O Ministério Público do Estado de Pernambuco (MPPE), por meio da Promotoria de Justiça Titular de Belém de São Francisco, instaurou um inquérito civil para apurar indícios de fraudes em licitações, superfaturamento e o uso de empresas de fachada em contratos firmados com o Município de Itacuruba. As informações foram extraídas do Diário Oficial do MPPE, referente à portaria de instauração do Documento Protocolado nº 01638.000.389/2026, assinada pelo promotor de Justiça Leandro Leitão Noronha na terça-feira (18) de agosto de 2026.

A investigação aponta que as empresas L3 Empreendimentos Ltda. e L3 Engenharia e Consultoria formariam um grupo econômico com simulação societária para ocultar os reais beneficiários de recursos públicos, que somam R$ 1.352.611,85 em repasses para obras escolares e iluminação pública em Itacuruba.

Auxílio emergencial e administração de fato levantam suspeitas

O procedimento teve origem a partir de um Relatório Técnico de Buscas em Fontes Abertas (OSINT) elaborado pelo Grupo de Atuação Especial de Combate ao Crime Organizado (GAECO – Sertão).

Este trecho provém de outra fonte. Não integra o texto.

PR #1907, opened 2023-11-28
Endow space with mathematical structure

luisfpereira:
Following some discussions we've been having about successively endowing a space with mathematical structures (especially during last year's hackathon), I suggest in this PR a technical way of accomplishing it. It allows to have much more flexible code with minimal changes. I use the square matrices and the corresponding `MatrixLieAlgebra` structure as example.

Os principais pontos levantados pelo MPPE envolvem:

  • Incompatibilidade financeira: A análise técnica identificou que uma das sócias registradas recebia auxílio emergencial governamental até momento anterior à aquisição do capital social da empresa pelo valor de R$ 495.000,00, sugerindo a atuação como “laranja”.
  • Administração de fato: As apurações indicam a atuação continuada de outro investigado como administrador real das empresas, ocultando o patrimônio e os beneficiários finais.
  • Burlar o caráter competitivo: A utilização de “empresas de fachada” serviria para emprestar o nome a parceiros de agentes públicos para a execução de obras e serviços, violando o artigo 37 da Constituição Federal e as leis de licitações (Lei nº 14.133/2021 e antiga Lei nº 8.666/1993).
  • Enquadramento legal: As práticas investigadas podem configurar atos de improbidade administrativa que importam enriquecimento ilícito (artigo 9º), lesão ao erário por inexecução, desvio ou superfaturamento (artigo 10) e atrito com os princípios da administração pública (artigo 11), sujeitos à desconsideração da personalidade jurídica conforme o artigo 50 do Código Civil.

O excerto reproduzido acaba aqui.